Restic is a modern backup program that can back up your files:
from Linux, BSD, Mac and Windows
to many different storage types, including self-hosted and online services
easily, being a single executable that you can run without a server or complex setup
effectively, only transferring the parts that actually changed in the files you back up
securely, by careful use of cryptography in every part of the process
verifiably, enabling you to make sure that your files can be restored when needed
freely - restic is entirely free to use and completely open source
Easy: Doing backups should be a frictionless process, otherwise you are tempted to skip it. Restic should be easy to configure and use, so that in the unlikely event of a data loss you can just restore it. Likewise, restoring data should not be complicated.
Fast: Backing up your data with restic should only be limited by your network or hard disk bandwidth so that you can backup your files every day. Nobody does backups if it takes too much time. Restoring backups should only transfer data that is needed for the files that are to be restored, so that this process is also fast.
Verifiable: Much more important than backup is restore, so restic enables you to easily verify that all data can be restored.
Secure: Restic uses cryptography to guarantee confidentiality and integrity of your data. The location the backup data is stored is assumed not to be a trusted environment (e.g. a shared space where others like system administrators are able to access your backups). Restic is built to secure your data against such attackers.
Comments and Reviews
Very secure backup. Works quite well and fast. I use it for local backup nothing fancy, Restic don't have GUI, only from the console, but is very easy to use. Basically you need 3 commands backup, snapshots (list backups) and forget/prune (delete) ok 4 commands, one more to restore :)
Super quick tutorial
Preparing a new repository, it create an encrypted backup folder in Restic. Here is were everything goes.
1) Backing up
2) Listing all snapshots
3) Restoring from a snapshot
4) Remove a single snapshot
Maintenance
Check the repository for errors (Run regularly) It is advisable to run restic check after pruning.
Remove old cache
Remove unneeded data from the repository
To avoid asking for the password or the repository (Optional) set the following variables:
If you set the variables, from now on, to the the backup just do:
Basic example for automatic backup
From Windows (if you have bash) you can use Task Sheduler and set the "Program" to bash.exe and the "Arguments" to the script C:\restic_backup.sh For Linux you can use Cron.
Here is the script.
Deja Dup (GNOME), available as a Flatpak or on many other Distro packages, integrated Restic in its GUI as backup client, still in "unstable" phase.
Very secure and easy to use backup client. And now supports file compression on default! (v 0.14 or newer)
Download a single executable that just works; which is available for multiple operating systems.
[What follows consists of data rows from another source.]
PR #1702, opened 2019-07-19
Bug 1715370: Some orphaned logs sent to .operations.* index

nhosoi:
by mistake.

Adding a check to fluentd/run.sh if bearer_token_file (/var/run/secrets/kubernetes.io/serviceaccount/token)
for the kubernetes api server exists and is not empty.


nhosoi:
> Note that for the bugzilla checking bot, the bugzilla format for the title should be `Bug xxx:`

Fixed.  Thanks!

PR #1704, opened 2019-07-23
imagePullPolicy Always - ensure admin user

richm:
When running `hack/get-cluster-run-tests.sh` - set env var
`LOGGING_IMAGE_PULL_POLICY=Always` in order to make sure you
are using your latest images.
Or add this to your `~/.config/get-cluster-run-tests.sh`

Also, it is possible to do an `oc login` to another cluster with
your newly minted `kubeconfig` and change the current context.
This fix ensures that you are using an `admin` context when the
script needs it.

### DIFF
--- a/hack/build-images.sh
+++ b/hack/build-images.sh
@@ -173,7 +173,7 @@ function login_to_registry() {
     fi
     if [ -z "$token" ] ; then
       echo ERROR: could not determine token to use to login to "$1"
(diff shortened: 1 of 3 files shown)


richm:
@VladMasarik this should also fix the strange issue you ran into

VladMasarik:
Nice, I will try it out soon.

Which does elegant stream deduplication (inserts in files are much better handled compared to regular block deduplication), and which is one of the fastest comparable. Which happens to be foss but not fuzz. Offers just a CLI. And even allows data from piped commands to be back-upped (think pg_dump) and saves almost only the differences. Using some smart setups you can even deduplicate across machines... What isn't there to love?
As advertised it is fast, efficient, verifiable. It is not obvious how to begin with, but the documentation is pretty good and once started it is very powerful. Summarizing it can do incremental encrypted backups in the cloud or local, and the backups can be mounted.
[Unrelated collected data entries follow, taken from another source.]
PR #1707, opened 2019-07-24
upgrade - add support for upgrading a deployment

richm:
In the CI environment, `hack/deploy-logging.sh` will be first
run with `LOGGING_IMAGE_STREAM=stable-initial` which will use
the latest built images for the branch.  That is, this will
deploy logging version `N`.  Then, the deploy will be run
again with `LOGGING_DEPLOY_MODE=upgrade`, which will change
the logging images to use `LOGGING_IMAGE_STREAM=stable` which are
the images just built in the pipeline for the PR (the proposed
`N+1` version).  Then, the full CI tests will be run.
In a dev environment, if you have built and pushed logging images,
you can achieve the same thing by first deploying with
`USE_CUSTOM_IMAGES=true OPENSHIFT_BUILD_NAMESPACE=does-not-exist`
which will use the latest pushed images from
`registry.svc.ci.openshift.org/origin/4.2`.  Then, run deploy
again with `USE_CUSTOM_IMAGES=true LOGGING_DEPLOY_MODE=upgrade`
The script will look for the images built and pushed to the
`openshift` namespace and upgrade the logging components to
use those new images.

### DIFF
--- a/hack/deploy-logging.sh
+++ b/hack/deploy-logging.sh
@@ -85,6 +85,70 @@ switch_to_admin_user() {
     fi
 }
 
+# what numeric version does master correspond to?
+MASTER_VERSION=${MASTER_VERSION:-4.2}
+# what namespace to use for operator images?
+EXTERNAL_REGISTRY=${EXTERNAL_REGISTRY:-registry.svc.ci.openshift.org}
+EXT_REG_IMAGE_NS=${EXT_REG_IMAGE_NS:-origin}
+# for dev purposes, image builds will typically be pushed to this namespace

I will use it for my personal backups.
duply & duplicity fan here. I must admit, that the restic VERY good tool (better in my opinion then borg, and a little bit better then duplicity). It's doing really fast backups, really effective space consuming. Restoring pretty easy too.
The problem over the tool, why I set just 4 stars, that entry point very hard.
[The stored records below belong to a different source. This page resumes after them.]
Issue #295, opened 2025-04-03
sending multiple `open_message` using websocket input


jr200:
This is the same issue as seen here: [https://github.com/redpanda-data/connect/issues/1381](https://github.com/redpanda-data/connect/issues/1381)

I'm trying to connect to a websocket server that requires two messages to initiate the feed. The solution suggested in the thread is to replace `open_message` (`string`) with `open_messages` (`[]string`).

I hesitate to go down this path since websocket is quite a popular plugin and would likely break a lot of users. I have instead added an additional field `open_message_sep` (`string`), which splits up `open_message` by a separator if specified.

jr200:
On second thoughts, I went with deprecating `open_message` and adding `open_messages`. I've committed an equivalent PR to the MIT benthos repo - so hopefully the two APIs can be kept in sync for a bit longer...

PR #297, opened 2025-04-04
deprecated open_message; added open_messages, which allows multiple m…

jr200:
…essages to be sent on connect.

This is meant to resolve issue [#295](https://github.com/warpstreamlabs/bento/issues/295)

### DIFF
--- a/CONTRIBUTING.md
+++ b/CONTRIBUTING.md
@@ -38,7 +38,6 @@ Please always make sure a pull request has been:
 - Unit tested with `make test`
 - Linted with `make lint`
 - Formatted with `make fmt`
-- Regenerated docs with `make docs`
 
 If your change impacts inputs, outputs or other connectors then try to test them with `make test-integration`. If the integration tests aren't working on your machine then don't panic, just mention it in your PR.
 
--- a/CONTRIBUTING.md
+++ b/CONTRIBUTING.md
@@ -38,6 +38,7 @@ Please always make sure a pull request has been:
 - Unit tested with `make test`
 - Linted with `make lint`
 - Formatted with `make fmt`
+- Regenerated docs with `make docs`
 
 If your change impacts inputs, outputs or other connectors then try to test them with `make test-integration`. If the integration tests aren't working on your machine then don't panic, just mention it in your PR.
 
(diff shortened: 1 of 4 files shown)


CONTRIBUTING.md
```diff
@@ -38,6 +38,7 @@ Please always make sure a pull request has been:
 - Unit tested with `make test`
 - Linted with `make lint`
 - Formatted with `make fmt`
+- Regenerated docs with `make docs`
```
jem-davies, line 41: needing to run `make docs` conditionally is mentioned below

internal/impl/io/input_websocket.go
```diff
@@ -45,6 +45,9 @@ func websocketInputSpec() *service.ConfigSpec {
 				Advanced().Optional(),
 			service.NewStringField("open_message").
 				Description("An optional message to send to the server upon connection.").
+				Advanced().Optional().Deprecated(),
+			service.NewStringListField("open_messages").
+				Description("An optional list of messages to send to the server upon connection.").
```
jem-davies, line 50: I think that because this field has depreciated `open_message` - which means it won't appear in the docs anymore it is worthwhile mentioning here.

jem-davies (commented):
Looks good - A couple of things: 

Could we add a LintRule to the Fields so a config like: 

```yaml
input:
  websocket:
    url: ws://localhost:8080/ws
    open_message: "test_three"
    open_messages: ["test", "test"]
```

would be reject because the message in `open_message` will be ignored currently? 

LintRule something like:

```
.LintRule(`root = match {this.exists("open_message") && this.open_messages != [] => "both open_message and open_messages cannot be set"}`)
```

What does this PR solve? - the old issue seems to concern some sort of handshake, but this appears to send X number of messages on connection - so am not sure it would help there (could be wrong) - Do you have a specific use-case for this?

gregfurman:
Hey @jr200 👋  Just following up on this. Are you unable to address the review?

jr200:
My apologies @gregfurman, I got side-tracked. I will do my best to get it it tomorrow.

gregfurman:
> My apologies @gregfurman, I got side-tracked. I will do my best to get it it tomorrow.

No worries at all @jr200! Given the work you've done we'd love to see this contribution get merged 😄

jr200:
> What does this PR solve? - the old issue seems to concern some sort of handshake, but this appears to send X number of messages on connection - so am not sure it would help there (could be wrong) - Do you have a specific use-case for this?

Certain websocket apis need several message exchanges before an interesting stream of data is established. e.g., polygon/bitfinex/alpaca exchanges all require an `auth` event, followed by a `subscribe`. 

The current bento (and benthos) websocket input only allows the first message (an auth), so I can't seem to subscribe to anything once i'm auth'd.

PR #304, opened 2025-04-15
fix stream stop logs

jem-davies:


gregfurman (approved):
LGTM. For future reference, we should create a multi-error handler util to more easily check if an `error` is 1 of many types imo.

jub0bs:
@gregfurman Shameless plug, but take a look at https://pkg.go.dev/github.com/jub0bs/errutil#Find, an alternative to `errors.As` that is more ergonomic, more type-safe, and more performant.

PR #305, opened 2025-04-15
Fixing protocol buffer import_paths documentation

akhenakh:
The doc says `import_paths` should be a list of directories.

The code is actually using  https://pkg.go.dev/path/filepath#Walk  

Which gives us an option to pass a file path.
It is really helpful when a protocol buffer file is mounted from a configmap in Kubernetes, if we only specify the directory with bento, many copies of it will be mounted in dot directories (for changes purpose) and the walk will hit them and halt because it found duplicates.

By specifying the full path, we can solve that issue. (I tried using recent bento)

Not sure it was intended that way, but it should be kept, it is also how protoc `-I` works.


jem-davies (approved):
LGTM - thanks 👍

But with something like the code below, you can minimize headache.
Script: (bash): https://paste.ee/p/etJXh
Just add your own parameters, and own paths, and the script will work fine for you.
Please include the code into your review, for it to be really helpful to users of AlternativeTo.net
Thank you.
Reply written Aug 2, 2020
Restic has no GUI yet . No plans to implement it either . So it remains confined to hard core developers .
This comment is too old (2018), just for clarification, is not for "hard core developers" you don't either need to be an developers to use Restic.
Reply written Oct 22, 2020
I agree that it is not for "hard core developers", but given that it needs to be configured and ran on the command line, it is likely that people who successfully use it also have some development or admin skills.